You might want to review that design to see if there is a smarter way
of doing it. You're saying you drill past three or more levels to get
that object, and that seems unusual. Perhaps your classes are too
much like dumb data containers, and you could change them to contain
more of the intelligence?

On the other hand, dumb data containers aren't always a bad idea ...

By the way, don't forget the third form:

const SubObject& sub = c.GetSubObject();

Here you're still at the mercy of whoever owns the object, but at
least you're promising not to modify it without informing the owner.
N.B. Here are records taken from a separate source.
PR #2789, opened 2021-02-04
fix: add noHtml to axe.configure

straker:


lib/core/utils/dq-element.js
```diff
@@ -39,8 +39,12 @@ function DqElement(element, options, spec) {
...
    * @type {String}
    */
-  this.source =
-    this.spec.source !== undefined ? this.spec.source : getSource(element);
+  // TODO: es-moduels_audit
+  this.source = axe._audit.noHtml
+    ? ''
+    : this.spec.source !== undefined
+    ? this.spec.source
+    : getSource(element);
```
WilcoFiers, line 47:
```suggestion
  if (axe._audit.noHtml) {
    this.source = ''
  } else if (this.spec.source !== undefined) {
    this.source = this.spec.source
  } else {
    this.source = getSource(element)
  }
```

lib/core/utils/dq-element.js
```diff
@@ -39,8 +39,12 @@ function DqElement(element, options, spec) {
    * The generated HTML source code of the element
    * @type {String}
    */
-  this.source =
-    this.spec.source !== undefined ? this.spec.source : getSource(element);
+  // TODO: es-moduels_audit
+  this.source = axe._audit.noHtml
+    ? ''
```
WilcoFiers, line 44: Should this be undefined?

WilcoFiers (changes requested):
I would like some integration tests that prove that 1. this does not send HTML over postMessage, and 2. it does not return html, either from the page level or from frames.

lib/core/utils/dq-element.js
```diff
@@ -39,8 +39,14 @@ function DqElement(element, options, spec) {
    * The generated HTML source code of the element
    * @type {String}
    */
-  this.source =
-    this.spec.source !== undefined ? this.spec.source : getSource(element);
+  // TODO: es-moduels_audit
```
stephenmathieson, line 42: Typo

```suggestion
  // TODO: es-modules_audit
```

lib/core/utils/dq-element.js
stephenmathieson: `undefined` or `null`? IMO `null` is preferred, since it's explicitly not set. NBD tho :)

WilcoFiers (approved):

WilcoFiers:
For the record; this does add a small feature, but it is a feature necessary to address a security fix that will need to be applied to all supported minor versions of axe-core. We are therefor tagging this as a "fix" instead of a "feat".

It's rather common to only need read access to something. This way
you can document it, and the code will IMO be significantly easier
to read.

[Luca Risolia]

Giuliano Bertoletti wrote:
> SubObject &sub = c.GetSubObject();

Don't return references to sub objects. To safely share (sub)objects in memory
use smart pointers.

> SubObject sub = c.GetSubObject();

This is a copy and is safe.

If you read the answer I have given in my other answer, you will probably see
the difference better.

[Giuliano Bertoletti]

ok, thank you.

Is it then safe to call:

c.GetSubObject().SomeFunction()

and expect a straight invocation of the original subobject (not a copy)?

Giulio.

[David Harmon]

On Sun, 09 Feb 2014 13:21:40 +0100 in comp.lang.c++, Luca Risolia
<luca.r...@linux-projects.org> wrote,

>Don't return references to sub objects.

Correct.
In general, your subobjects should belong only to you.

https://en.wikipedia.org/wiki/Law_of_Demeter
http://www.ccs.neu.edu/home/lieber/LoD.html
https://duckduckgo.com/html/?q=law+of+demeter

[Stuart]

>>>On 02/09/14, Giuliano Bertoletti wrote:
>>> which is the difference of calling?

[snip]

>>> ==================
>>> MyClass c;
>>>
>>> SubObject &sub = c.GetSubObject();
>>> SubObject sub = c.GetSubObject();

On 09/02/2014, Marcel Müller wrote:
>> The second line creates a copy of SubObject.

[snip]

On 02/09/14, Giuliano Bertoletti wrote:> ok, thank you.

>
> Is it then safe to call:
>
> c.GetSubObject().SomeFunction()
>
> and expect a straight invocation of the original subobject (not a copy)?

That's right.

Note that such design is frowned upon by some people because it makes
the contract MyClass harder to grasp: Whoever gets access to the
instance of MyClass can also manipulate the sub-object at will. This way
it is not clear why the sub-object is a sub-object of MyClass and not
just an ordinary object that can be manipulated by both MyClass and
everybody else.

If you return a const reference (const SubObject&), however, it becomes
much clearer. The MyClass has full access to the sub-objects, but
clients of MyClass can no longer change MyClass's sub-object but only
retrieve information from it.

Regards,
Stuart

[James Kanze]

On Sunday, 9 February 2014 12:04:19 UTC, Marcel Müller wrote:
> On 09.02.14 12.50, Giuliano Bertoletti wrote:
> > which is the difference of calling?

> > ==================
> > MyClass c;

> > SubObject &sub = c.GetSubObject();
> > SubObject sub = c.GetSubObject();
> > ==================

> The second line creates a copy of SubObject. It is in fact another
> syntax for the following constructor call:

> SubObject sub(GetSubObject());

> This /might/ be expensive if copying SubObject is expensive. Furthermore
> changes to sub do not apply to c.GetSubObject().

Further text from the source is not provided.